Authors Med Uni Graz:
Advisor:
Metzler Helfried
Altmetrics:

Abstract:
Facial electromyographic activity and neuromuscular block could influence bispectral index (BIS) depth of anaesthesia monitoring. The purpose of our study was to examine, in 30 patients undergoing general surgical procedures, the effect of different stages of neuromuscular block on BIS monitoring and to compare the conventional A-2000 BIS TM to the new BIS-XP TM system. At deep surgical anaesthesia of BIS of about 40, under propofol 3,61 g/ml target controlled infusion and 0,15-0,3 g kg-1 min-1 remifentanil infusion, mivacurium 0,15 mg/kg was administered. The onset of neuromuscular block triggered a brief transient odd divergence in response manifesting as BIS increase from 43 +/- 4 to 49 +/- 7 (p=0,007) and BIS-XP decline from 41 +/- 3 to 35 +/- 3 (p=0,003) at 1 +/- 0,2 min and 1,4 +/- 0,5 min.

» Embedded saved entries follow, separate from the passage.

PR #2063, opened 2026-09-03
perf: stream FUSE directory entries

Zephyrcf:
## Summary

- Stream mmap‑backed directory entries directly into FUSE `readdir` and
  `readdirplus` replies when the kernel uses the dummy `fh == 0` handle.
- Stop parsing as soon as the FUSE reply buffer is full.
- Avoid materializing the complete directory as `Vec<RawDirEntry>` and copying
  every name into an owned `Vec<u8>` for each paginated request.

## Background

With `FUSE_NO_OPENDIR_SUPPORT`, the kernel skips `opendir` and sends directory
requests with `fh == 0`.

The previous path called `ErofsReader::read_dir()` for every reply page. It
materialized the complete directory and copied every mmap‑backed name, even
though the current FUSE reply needed only one page of entries.

The new path consumes `ErofsReader::for_each_dir_entry()` directly, passes each
borrowed name to `reply.add()`, and stops when the reply is full. The owned
`read_dir()` API remains available for callers that need entries beyond the
callback lifetime.

## Performance

The FUSE daemon was profiled with `perf record` while walking the same synthetic
high‑fanout filesystem before and after the change:

- local backend with prefetch disabled
- cold kernel page/dentry cache
- approximately 181,400 directory entries
- `cycles:P` at 499 Hz with frame‑pointer call graphs
- zero lost samples before and after

| Metric | Before | After | Change |
|---|---:|---:|---:|
| Aggregate sampled cycles | 16.736B | 0.637B | **‑96.19%** |
| Perf first‑to‑last sample span | 2,765.2 ms | 235.9 ms | **‑91.47%** |
| Samples | 2,438 | 327 | ‑86.59% |
| Lost samples | 0 | 0 | — |

The sample span is profiling context rather than an end‑to‑end wall‑clock
benchmark. The aggregate cycles and removed allocator call stacks are the
primary evidence.

Before the change, the profile was dominated by per‑name allocation and
release through `read_dir()`:

```text
ErofsFs::dir_entries
└─ ErofsReader::read_dir
   └─ parse_dir_entries
      └─ name.to_vec() / Vec<RawDirEntry> growth

Arc<Vec<RawDirEntry>>::drop_slow
└─ per‑name free
```
After the change, this materialization stack disappears. The remaining CPU is primarily the required EROFS dirent parsing and  readdirplus  reply construction.  
before：
nydus-fuse-metadata-walk-before

after:
nydus-fuse-metadata-walk-after


imeoer (commented):
Nice improvement, the allocation removal is real and the offset/cookie semantics are preserved. A few comments:

**1. Consider byte-offset cookies to avoid re-parsing from entry 0 on every page (follow-up is fine).**
Each page still walks from the first dirent and skips `offset` entries, so a large directory costs O(N × pages) parsing. EROFS dirents are laid out in 4 KiB blocks and each block's entry count is `first_dirent.nameoff / 12` (`dir_block()` already uses this for lookup). The FUSE `d_off` cookie is opaque to the kernel, so encoding it as a directory byte offset (what kernel EROFS does with `ctx->pos`) would let each page seek straight to its block.

**2. `DirHandle::entries` can probably go now.**
`fh != 0` only happens on kernels without `FUSE_NO_OPENDIR_SUPPORT` (< 5.1). Since streaming from mmap is cheap, both paths could share the streaming code and `DirHandle` would only need `ino`. That removes the `Arc<Vec<RawDirEntry>>` cache, its lazy `Mutex<Option<..>>`, and the "entries materialize on first readdir" comment.

**3. Please bring back the doc comment.**
The old `dir_entries` explained the `fh == 0` dummy handle; `for_each_dir_entry` has none. Also note that the callback returning `false` stops iteration.

**4. Add a pagination test.**
There is no test covering readdir paging, and page boundaries are exactly what this change touches. A unit test that builds a multi-block directory, drives `for_each_dir_entry` with a fake reply accepting K entries per call while advancing `offset`, and asserts the concatenation equals `read_dir()` (no dups, no gaps, empty dir, `.`/`..`) would be a good safety net, especially if (1) lands later.

**5. Benchmark.**
The perf cycle numbers are convincing, but a simple end-to-end wall time (`find . > /dev/null` on the same tree, cold cache, before/after) would be easier to compare against in the future.

Also needs a rebase onto current `v3`.

nydus-core/src/reader/metadata.rs
```diff
@@ -40,18 +41,61 @@ impl ErofsReader {
...
+    ) -> io::Result<()>
+    where
+        F: FnMut(u64, u8, &[u8], u64) -> io::Result<bool>,
+    {
+        let dir_size = inode.size();
+        if offset >= dir_size {
             return Ok(());
         }
+        let block_size = EROFS_BLOCK_SIZE as u64;
+        let mut pos = offset / block_size * block_size;
```
bergwolf: Please use bit shifting to avoid unncessary */ operations.

bergwolf (approved):
lgtm, nice work!

PR #2077, opened 2026-09-07
[v3] fix(build): validate merge sources using blob footers

bergwolf:
The merge path treated a source as a metadata-only bootstrap when its file size matched the primary EROFS image size. This is not a reliable distinction: valid full blobs can have the same size after region alignment and were incorrectly rejected.

Validate the trailing Nydus blob footer instead. This verifies the footer checksum and anchors the declared data, bootstrap, and blob metadata regions to the actual file layout. Keep the separate requirement that each merge source contains exactly one external blob.

Add a regression test covering a valid full blob whose file size collides with the old heuristic.

### DIFF
--- a/nydus/src/build/merge.rs
+++ b/nydus/src/build/merge.rs
@@ -1,5 +1,4 @@
 use std::collections::{BTreeMap, HashMap};
-use std::fs;
 use std::path::{Path, PathBuf};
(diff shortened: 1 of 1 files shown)


imeoer (approved):
LGTM!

After 2,5 +/- min after mivacurium administration, both monitors returned to baseline values of 43 +/- 5 and 40 +/- 4 respectively. Following that, BIS and BIS-XP did not significantly change during complete neuromuscular block or during various levels of neuromuscular recovery. At all phases, BIS-XP was significantly lower than BIS. Our study indicated that during deep surgical levels of propofol remifentanil anaesthesia, except for a brief transient odd divergence between BIS and BIS-XP artefacts in response to onset of neuromuscular block, BIS monitoring was not sensitive to the presence of absence of neuromuscular blockade. The displays values of the BIS differed from the BIS-XP, as the BIS-XP was constantly lower than the BIS. The difference are still unacceptably wide to allow values given by the two monitors to be used interchangeably for individual patients.